> _REQUIREMENT_:
Show each line of the records below where the word "files" occurs.

- Opening Delimiter -

PR #6927, opened 2024-01-05
add better messaging when running with api flag

Zertsov:
### Description
This is a pretty easy thing to miss. When running tasks with the `--api` flag or an api environment variable, if you're logged into a different api (like `vercel`), there's not super clear messaging on how you might fix it. This should address it when talking to the Spaces client

### Testing Instructions
1. Do a login (Vercel preferable)
2. Run a `turbo build --filter docs --api fake-server.some.stuff`
3. See the edited message
4. Profit

### DIFF
--- a/crates/turborepo-lib/src/run/summary/spaces.rs
+++ b/crates/turborepo-lib/src/run/summary/spaces.rs
@@ -148,9 +148,16 @@ impl SpacesClient {
         let space_id = space_id?;
         let is_linked = api_auth.as_ref().map_or(false, |auth| auth.is_linked());
         if !is_linked {
+            let base = api_client.base_url();
+            let login_command = if base.contains("vercel") {
+                "turbo login".to_string()
+            } else {
+                format!("turbo login --api {}", base)
+            };
+
             eprintln!(
-                "Error: experimentalSpaceId is enabled, but repo is not linked to API. Run `turbo \
-                 link` or `turbo login` first"
+                "Error: experimentalSpaceId is enabled, but repo is not linked to {base}. Run \
+                 `turbo link` or `{login_command}` first",
             );
             return None;
         }


crates/turborepo-lib/src/run/summary/spaces.rs
```diff
@@ -148,9 +148,16 @@ impl SpacesClient {
         let space_id = space_id?;
         let is_linked = api_auth.as_ref().map_or(false, |auth| auth.is_linked());
         if !is_linked {
+            let base = api_client.base_url();
+            let login_command = if base.contains("vercel") {
+                "turbo login".to_string()
+            } else {
+                format!("turbo login --api {}", base)
+            };
```
chris-olszewski, line 156: I believe this should happen in `CommandBase::api_auth` as there we have more information such as what APIs have logins associated with them.

This warning will also only show if spaces are enabled which most projects (at the moment) do not have toggled on.

chris-olszewski (changes requested):
Primarily concerned with this warning only showing if spaces are enabled

crates/turborepo-lib/src/run/summary/spaces.rs
Zertsov: Fair point, this was where all my debugging led me. I'll switch up the wording in the `api_auth` but keep the same concept.

chris-olszewski (approved):

Jengstrand1 (commented):
This is amazing code, keep up the good work Mitch. :)

crates/turborepo-lib/src/run/summary/spaces.rs
Zertsov: Moving this instead to the run where it'll only run on a linked project.

PR #6928, opened 2024-01-05
Only run examples tests on ubuntu.

anthonyshew:
### Description

We're opting to drop the macOS runners. We were getting negative value out of them on the examples/documentation side and we don't believe they are contributing to core development stability.

### DIFF
--- a/.github/workflows/test.yml
+++ b/.github/workflows/test.yml
@@ -417,15 +417,7 @@ jobs:
     if: needs.determine_jobs.outputs.examples == 'true'
     timeout-minutes: 40
 
-    strategy:
-      fail-fast: false
-      matrix:
-        os:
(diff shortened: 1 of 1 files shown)


.github/workflows/test.yml
```diff
@@ -417,15 +417,7 @@ jobs:
...
     timeout-minutes: 40
 
-    strategy:
-      fail-fast: false
-      matrix:
-        os:
-          - runner: ubuntu-latest
-          - runner: macos-latest
-          # TODO: enable this
-          # - runner: windows-latest
```
mehulkar, line 427: I'll close https://github.com/vercel/turbo/pull/6801 also

mehulkar (approved):

tknickman (approved):

PR #6956, opened 2024-01-08
refactor: Deleting Go code

NicholasLYang:
### Description

LFG

### Testing Instructions

Closes TURBO-2011


mehulkar (approved):

crates/turborepo-lib/src/lib.rs
```diff
@@ -62,38 +51,6 @@ pub fn get_version() -> &'static str {
...
-        Err(err) => {
-            // This raw print matches the Go behavior, once we no longer care
-            // about matching formatting we should remove this.
-            println!("Turbo error: {err}");
-
-            Payload::Rust(Err(err))
-        }
-    }
+pub fn main() -> Result<i32, shim::Error> {
+    shim::run()
```
chris-olszewski, line 55: I think we should avoid avoidable behavior changes in this PR and keep it to just deleting Go.

crates/turborepo/Cargo.toml
```diff
@@ -36,6 +36,7 @@ clap_complete = { workspace = true }
 command-group = { version = "2.0.1", features = ["with-tokio"] }
 dunce = { workspace = true }
 human-panic = "1.2.1"
+miette.workspace = true
```
chris-olszewski, line 39: We should get rid of `go-binary` and `go-daemon` features (Line not relevant, just file)

crates/turborepo-lib/src/config.rs
```diff
@@ -23,7 +23,7 @@ pub enum Error {
     #[error(transparent)]
     PackageJson(#[from] turborepo_repository::package_json::Error),
     #[error(
-        "Could not find turbo.json. Follow directions at https://turbo.build/repo/docs to create \
+        "Could not find turbo.json.\nFollow directions at https://turbo.build/repo/docs to create \
```
chris-olszewski, line 26: This feels unrelated to deleting Go

.github/workflows/turborepo-release.yml
```diff
@@ -320,40 +214,6 @@ jobs:
...
-
-          mv go-artifacts/turbo-go-darwin-${{ needs.stage.outputs.stage-branch }}/turbo_darwin_amd64_v1/bin/* cli/dist-darwin-amd64
-          chmod a+x cli/dist-darwin-amd64/turbo
-          chmod a+x cli/dist-darwin-amd64/go-turbo
-          mv go-artifacts/turbo-go-darwin-${{ needs.stage.outputs.stage-branch }}/turbo_darwin_arm64/bin/* cli/dist-darwin-arm64
-          chmod a+x cli/dist-darwin-arm64/turbo
-          chmod a+x cli/dist-darwin-arm64/go-turbo
-
       - name: Perform Release
         run: cd cli && make publish-turbo SKIP_PUBLISH=${{ inputs.dry_run && '--skip-publish' || '' }}
```
chris-olszewski, line 218: I'm pretty sure this `publish-turbo` target expects `go-turbo` to exists and needs updating. Can you verify that `make publish-turbo SKIP_PUBLISH='--skip-publish'` gets to the point where it would start publishing?

chris-olszewski (changes requested):

crates/turborepo-lib/src/config.rs
NicholasLYang: This was due to an issue with error printing and regexes. Miette line breaks at 80 characters and adds a pipe character. By line breaking early, we avoid the pipe which makes it easier to match on the text. Not needed now if we're stripping out the miette changes for a later PR

.github/workflows/turborepo-release.yml
NicholasLYang: It seems to work, at least it fails at the same point as on main

.github/actions/setup-go/action.yml
```diff
@@ -1,37 +0,0 @@
...
-
-runs:
-  using: "composite"
-  steps:
-    - name: Set up Go
-      uses: actions/setup-go@v3
-      with:
-        go-version: "1.20"
-        cache: true
-        cache-dependency-path: cli/go.sum
```
chris-olszewski, line 16: It might make for a smaller/eassier diff if we just removed the "setup Go" & "Setup GRPC protobuf" steps from this action instead of canning the action all together.

chris-olszewski:
I tried to run the a dry release and it looks like there are some more updates that need to happen: https://github.com/vercel/turbo/actions/runs/7703913529/job/20995209458

chris-olszewski:
I think this line needs to get cut: https://github.com/vercel/turbo/blob/main/cli/scripts/npm-native-packages/npm-native-packages.js#L54

cli/package.json
mehulkar, line 1: we're keeping `cli/` as a package?

mehulkar (approved):
🚀

.github/workflows/bench-turbopack.yml
```diff
@@ -139,11 +139,6 @@ jobs:
           components: clippy
           targets: wasm32-unknown-unknown
 
-      - name: Setup Go
```
chris-olszewski, line 142: Installing protoc needs to be added back here

.github/workflows/bench-turbopack.yml
```diff
@@ -188,22 +183,17 @@ jobs:
...
+      - "x64"
+      - "metal"
 
     name: Benchmark on ${{ matrix.bench.name }}
 
     steps:
       - name: Checkout
         uses: actions/checkout@v3
 
-      - name: Setup Go
```
chris-olszewski, line 202: Installing protoc needs to be added back here

.github/workflows/bench-turbopack.yml
```diff
@@ -352,11 +342,6 @@ jobs:
       - name: Fetch the base branch
         run: git -c protocol.version=2 fetch --no-tags --progress --no-recurse-submodules --depth=1 origin +${{ github.base_ref }}:base
 
-      - name: Setup Go
```
chris-olszewski, line 355: Installing protoc needs to be added back here

.github/workflows/bench-turborepo.yml
```diff
@@ -24,9 +24,6 @@ jobs:
     steps:
       - uses: actions/checkout@v3
       - uses: ./.github/actions/setup-node
-      - uses: ./.github/actions/setup-go
```
chris-olszewski, line 27: Installing protoc needs to be added back here

.github/workflows/bench-turbotrace-against-node-nft.yml
```diff
@@ -32,10 +32,6 @@ jobs:
 
       - uses: ./.github/actions/setup-rust
 
-      - uses: ./.github/actions/setup-go
```
chris-olszewski, line 35: Installing protoc needs to be added back here

chris-olszewski (changes requested):

chris-olszewski (approved):

PR #7290, opened 2024-02-06
fix(Turborepo): Flag off daemon for package discovery

gsoltis:
### Description

Daemon package watching has some bugs that need to be ironed out. Flag it off for now.

### Testing Instructions

Disabled integration test that explicitly checks for the behavior that we are flagging off.

Closes TURBO-2265


crates/turborepo-lib/src/run/mod.rs
```diff
@@ -289,16 +290,32 @@ impl Run {
...
+
+            #[cfg(not(feature = "daemon-package-discovery"))]
+            let builder = builder.with_package_discovery(
+                LocalPackageDiscoveryBuilder::new(
+                    self.base.repo_root.clone(),
+                    None,
+                    Some(root_package_json.clone()),
+                )
+                .build()?,
+            );
```
chris-olszewski, line 315: I think this is unnecessary as this is what package discovery gets chosen by default if one isn't provided for `PackageGraphBuilder`
```suggestion
```

crates/turborepo-lib/src/run/mod.rs
```diff
@@ -273,6 +273,7 @@ impl Run {
         };
 
         // if we are forcing the daemon, we don't want to fallback to local discovery
+        //#[cfg(feature = "daemon-package-discovery")]
         let (fallback, duration) = if let Some(true) = self.opts.run_opts.daemon {
```
chris-olszewski, line 277: If we're constructing `fallback`, we should make sure to use it. The call `LocalPackageDiscoveryBuilder.build()` can result in a `yarn --version` or `pnpm --version` if the user hasn't specified a `packageManager` in `package.json`.

gsoltis: Ah, ok. I was trying to decide how much I needed to cut. Seems like cut all of the fallback stuff. I'll see what I can do.

chris-olszewski (approved):
Some unused imports, but those can be fix-shipped or fixed in follow up PR.

gsoltis:
Will fix imports in next PR

gsoltis:
Fixing imports: https://github.com/vercel/turbo/pull/7295

PR #7293, opened 2024-02-06
feat(async_cache): support cloning

tknickman:
### Description

Remove the `writer_thread` reference in `AsyncCache` so we can easily clone it. 

Precursor to https://github.com/vercel/turbo/pull/7074/files

Closes TURBO-2271

### DIFF
--- a/crates/turborepo-cache/src/async_cache.rs
+++ b/crates/turborepo-cache/src/async_cache.rs
@@ -1,10 +1,7 @@
 use std::sync::{atomic::AtomicU8, Arc};
 
 use futures::{stream::FuturesUnordered, StreamExt};
-use tokio::{
-    sync::{mpsc, Semaphore},
-    task::JoinHandle,
-};
+use tokio::sync::{mpsc, Semaphore};
 use tracing::{warn, Instrument, Level};
 use turbopath::{AbsoluteSystemPath, AbsoluteSystemPathBuf, AnchoredSystemPathBuf};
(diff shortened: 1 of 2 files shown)


crates/turborepo-cache/src/async_cache.rs
```diff
@@ -163,11 +159,6 @@ impl AsyncCache {
         // Wait until flush callback is finished
         rx.await.ok();
     }
-
-    pub async fn shutdown(self) {
-        let Self { writer_thread, .. } = self;
-        writer_thread.await.unwrap();
-    }
```
tknickman, line 170: This was unused

NicholasLYang: Hmm that feels wrong. If we don't await on the writer thread, there's a chance that we could exit before we finish adding stuff to the cache

tknickman: Yea it does - I can return this and track it outside of the async_cache struct to make sure we close it down.

chris-olszewski: `wait` ensures that all workers have finished writing to the underlying cache. We could add a new `WorkerRequest::Shutdown` that does the same, but drops the receiving end so any future writes will fail.

chris-olszewski (approved):
Stamping as this keeps the behavior. We should probably provide a "shutdown" functionality that gets used, but that belongs in another PR

PR #7294, opened 2024-02-06
feat(@turbo/repository): add dependents to package graph

mehulkar:
Closes TURBO-2272


mehulkar:
Merging this into #7242 since I got it working

PR #7303, opened 2024-02-07
improve HMR performance

sokra:
### Description

change make_chunks into a turbo_tasks function to isloate graph walk from chunk item size changes

Before any file change caused module graph walk and chunking to be reexecuted. After this change module graph walk is only reexecuted when module references change.

### Testing Instructions

Closes PACK-2431

### DIFF
--- a/crates/turbopack-core/src/chunk/chunking.rs
+++ b/crates/turbopack-core/src/chunk/chunking.rs
@@ -12,29 +12,59 @@ use regex::Regex;
 use tracing::Level;
 use turbo_tasks::{ReadRef, TryJoinIterExt, ValueToString, Vc};
 
-use super::{AsyncModuleInfo, Chunk, ChunkItem, ChunkType, ChunkingContext};
+use super::{
+    AsyncModuleInfo, Chunk, ChunkItem, ChunkItemsWithAsyncModuleInfo, ChunkType, ChunkingContext,
+    Chunks,
+};
 use crate::output::OutputAssets;
+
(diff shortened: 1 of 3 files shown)


crates/turbopack-core/src/chunk/chunking.rs
```diff
@@ -12,29 +12,59 @@ use regex::Regex;
...
 
+#[turbo_tasks::value]
+struct ChunkItemInfo {
+    ty: Vc<Box<dyn ChunkType>>,
+    name: Vc<String>,
+    size: usize,
+}
+
+#[turbo_tasks::function]
+async fn chunk_item_info(
```
sokra, line 29: Cache more work in make_chunks

crates/turbopack-core/src/chunk/chunking.rs
```diff
@@ -12,29 +12,59 @@ use regex::Regex;
...
+        name: asset_ident.resolve().await?,
+    }
+    .cell())
+}
+
 /// Creates chunks based on heuristics for the passed `chunk_items`. Also
 /// attaches `referenced_output_assets` to the first chunk.
-#[tracing::instrument(level = Level::TRACE, skip_all)]
+#[turbo_tasks::function]
 pub async fn make_chunks(
```
sokra, line 48: It's a turbo-tasks function now, so changes to chunk_item_size no longer invalidate the calling function

ForsakenHarmony (approved):

PR #7309, opened 2024-02-07
chore: add shutdown method for async cache

chris-olszewski:
### Description

As per discussion in #7293 we should probably have a shutdown method. This PR adds a method that will prevent any future writes from being queued.

### Testing Instructions

Added some shutdown tests to make sure that trying to use the cache post-shutdown will error. These probably should belong in their own testing methods, but considering the amount of work required to construct an AsyncCache I think this is acceptable.

Closes TURBO-2282


tknickman (approved):
Thanks for tackling, this seems sound to me 👍🏼

PR #7311, opened 2024-02-07
chore(ci): Update to actions/checkout@v4

mehulkar:
v3 uses node 16 which is EOL. The latest update only has
that one breaking change. Since we do not know or care about this
node version in our scripts, we can safely update this.

https://github.com/actions/checkout

Closes TURBO-2284


mehulkar:
Closing in favor of https://github.com/vercel/turbo/pull/7224, @ForsakenHarmony has a much more complete approach to this than I did here.

PR #7319, opened 2024-02-08
feat(gitignore): break out gitignore util

tknickman:
### Description

We need to make sure .turbo is ignored for task access. This pulls the existing util out of link, and re-uses it. 

Also - tests!

### DIFF
--- a/crates/turborepo-lib/src/gitignore.rs
+++ b/crates/turborepo-lib/src/gitignore.rs
@@ -1,0 +1,141 @@
+#[cfg(unix)]
+use std::os::unix::fs::PermissionsExt;
+use std::{
+    fs::{File, OpenOptions},
+    io,
+    io::{BufRead, Write},
+};
+
+use turbopath::AbsoluteSystemPathBuf;
+
+const TURBO_GITIGNORE_ENTRY: &str = ".turbo";
+const GITIGNORE_FILE: &str = ".gitignore";
+
+pub fn ensure_turbo_is_gitignored(repo_root: &AbsoluteSystemPathBuf) -> Result<(), io::Error> {
+    let gitignore_path = repo_root.join_component(GITIGNORE_FILE);
+
+    if !gitignore_path.exists() {
+        let mut gitignore = File::create(gitignore_path)?;
+        #[cfg(unix)]
+        gitignore.metadata()?.permissions().set_mode(0o0644);
+        writeln!(gitignore, "{}", TURBO_GITIGNORE_ENTRY)?;
+    } else {
+        let gitignore = File::open(&gitignore_path)?;
+        let mut lines = io::BufReader::new(gitignore).lines();
+        let has_turbo =
+            lines.any(|line| line.map_or(false, |line| line.trim() == TURBO_GITIGNORE_ENTRY));
+        if !has_turbo {
+            let mut gitignore = OpenOptions::new()
+                .read(true)
+                .append(true)
+                .open(&gitignore_path)?;
+
+            // write with a preceding newline just in case the .gitignore file doesn't end
+            // with a newline
+            writeln!(gitignore, "\n{}", TURBO_GITIGNORE_ENTRY)?;
+        }
+    }
+
+    Ok(())
+}
+
+#[cfg(test)]
+mod tests {
+    use anyhow::Result;
+    use tempfile::tempdir;
+
+    use super::*;
+
+    fn has_turbo_gitignore_entry(gitignore_path: &AbsoluteSystemPathBuf) -> bool {
+        let gitignore = File::open(gitignore_path).expect("Failed to open .gitignore file");
+        let mut lines = io::BufReader::new(gitignore).lines();
+        lines.any(|line| line.map_or(false, |line| line.trim() == TURBO_GITIGNORE_ENTRY))
+    }
+
+    #[test]
+    fn test_no_gitignore() -> Result<()> {
+        let repo_root_tmp = tempdir()?;
+        let repo_root = AbsoluteSystemPathBuf::try_from(repo_root_tmp.path())?;
+
+        ensure_turbo_is_gitignored(&repo_root).expect("Failed to ensure turbo is gitignored");
+
+        // Verify that the .gitignore file exists and contains the expected entry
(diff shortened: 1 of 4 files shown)


crates/turborepo-lib/src/gitignore.rs
```diff
@@ -0,0 +1,141 @@
...
+    io,
+    io::{BufRead, Write},
+};
+
+use turbopath::AbsoluteSystemPathBuf;
+
+const TURBO_GITIGNORE_ENTRY: &str = ".turbo";
+const GITIGNORE_FILE: &str = ".gitignore";
+
+pub fn ensure_turbo_is_gitignored(repo_root: &AbsoluteSystemPathBuf) -> Result<(), io::Error> {
```
chris-olszewski, line 14: Complete nit, but we should take a reference to a borrowed varaint of the path instead of the owned one.
See [clippy lint](https://rust-lang.github.io/rust-clippy/master/#/ptr_arg)
```suggestion
pub fn ensure_turbo_is_gitignored(repo_root: &AbsoluteSystemPath) -> Result<(), io::Error> {
```

crates/turborepo-lib/src/gitignore.rs
```diff
@@ -0,0 +1,141 @@
...
+    let gitignore_path = repo_root.join_component(GITIGNORE_FILE);
+
+    if !gitignore_path.exists() {
```
chris-olszewski, line 17: We should generally prefer `try_exists` over `exists` as the latter will report `false` if we can't verify the path exists due to permission issues. [docs](https://doc.rust-lang.org/std/fs/fn.try_exists.html)
```suggestion
    if !gitignore_path.try_exists()? {
```

crates/turborepo-lib/src/gitignore.rs
```diff
@@ -0,0 +1,141 @@
...
+        let mut gitignore = File::create(gitignore_path)?;
```
chris-olszewski, line 18: We should prefer the operations on our path library over those from the stdlib. Primarily because we use [fs_err](https://docs.rs/fs-err/latest/fs_err/) which does us the huge favor of including paths in the error message.
```suggestion
        let mut gitignore = gitignore_path.create()?;
```

crates/turborepo-lib/src/gitignore.rs
```diff
@@ -0,0 +1,141 @@
...
+        #[cfg(unix)]
+        gitignore.metadata()?.permissions().set_mode(0o0644);
+        writeln!(gitignore, "{}", TURBO_GITIGNORE_ENTRY)?;
```
chris-olszewski, line 21: We have [create_with_contents](https://github.com/vercel/turbo/blob/main/crates/turborepo-paths/src/absolute_system_path.rs#L177) that can combine the file creation and writing.

crates/turborepo-lib/src/gitignore.rs
```diff
@@ -0,0 +1,141 @@
...
+const TURBO_GITIGNORE_ENTRY: &str = ".turbo";
+const GITIGNORE_FILE: &str = ".gitignore";
+
+pub fn ensure_turbo_is_gitignored(repo_root: &AbsoluteSystemPathBuf) -> Result<(), io::Error> {
+    let gitignore_path = repo_root.join_component(GITIGNORE_FILE);
+
+    if !gitignore_path.exists() {
+        let mut gitignore = File::create(gitignore_path)?;
+        #[cfg(unix)]
+        gitignore.metadata()?.permissions().set_mode(0o0644);
```
chris-olszewski, line 20: We could use our [`set_mode`](https://github.com/vercel/turbo/blob/main/crates/turborepo-paths/src/absolute_system_path.rs#L454) wrapper here

crates/turborepo-lib/src/gitignore.rs
```diff
@@ -0,0 +1,141 @@
...
+    } else {
+        let gitignore = File::open(&gitignore_path)?;
+        let mut lines = io::BufReader::new(gitignore).lines();
+        let has_turbo =
+            lines.any(|line| line.map_or(false, |line| line.trim() == TURBO_GITIGNORE_ENTRY));
+        if !has_turbo {
+            let mut gitignore = OpenOptions::new()
+                .read(true)
+                .append(true)
+                .open(&gitignore_path)?;
```
chris-olszewski, line 31: We have a wrapper for this with [`open_with_options`](https://github.com/vercel/turbo/blob/main/crates/turborepo-paths/src/absolute_system_path.rs#L422)

crates/turborepo-lib/src/gitignore.rs
```diff
@@ -0,0 +1,141 @@
...
+mod tests {
+    use anyhow::Result;
+    use tempfile::tempdir;
+
+    use super::*;
+
+    fn has_turbo_gitignore_entry(gitignore_path: &AbsoluteSystemPathBuf) -> bool {
+        let gitignore = File::open(gitignore_path).expect("Failed to open .gitignore file");
+        let mut lines = io::BufReader::new(gitignore).lines();
+        lines.any(|line| line.map_or(false, |line| line.trim() == TURBO_GITIGNORE_ENTRY))
```
chris-olszewski, line 52: I see this line duped between this function and the actual implementation. It might be worth pulling out into a helper function to make sure they don't drift.

crates/turborepo-lib/src/gitignore.rs
```diff
@@ -0,0 +1,141 @@
...
+        writeln!(gitignore, ".turbo")?;
+        writeln!(gitignore, ".node_modules/")?;
+
+        ensure_turbo_is_gitignored(&repo_root).expect("Failed to ensure turbo is gitignored");
+
+        // Verify that the .gitignore file exists and contains the expected entry
+        let gitignore_path = repo_root.join_component(GITIGNORE_FILE);
+        assert!(gitignore_path.exists());
+
+        assert!(has_turbo_gitignore_entry(&gitignore_path));
```
chris-olszewski, line 113: I think we should add a check to make sure the file still just has the 2 lines.

chris-olszewski (approved):
LGTM

All of the comments are just Rust pointers or pointing you towards our existing path library functions that we should generally prefer over the stdlib ones.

- Closing Delimiter -

> _OUTPUT OF THE TASK_:
(diff shortened: 1 of 1 files shown)
Precursor to https://github.com/vercel/turbo/pull/7074/files
(diff shortened: 1 of 2 files shown)
(diff shortened: 1 of 3 files shown)
(diff shortened: 1 of 4 files shown)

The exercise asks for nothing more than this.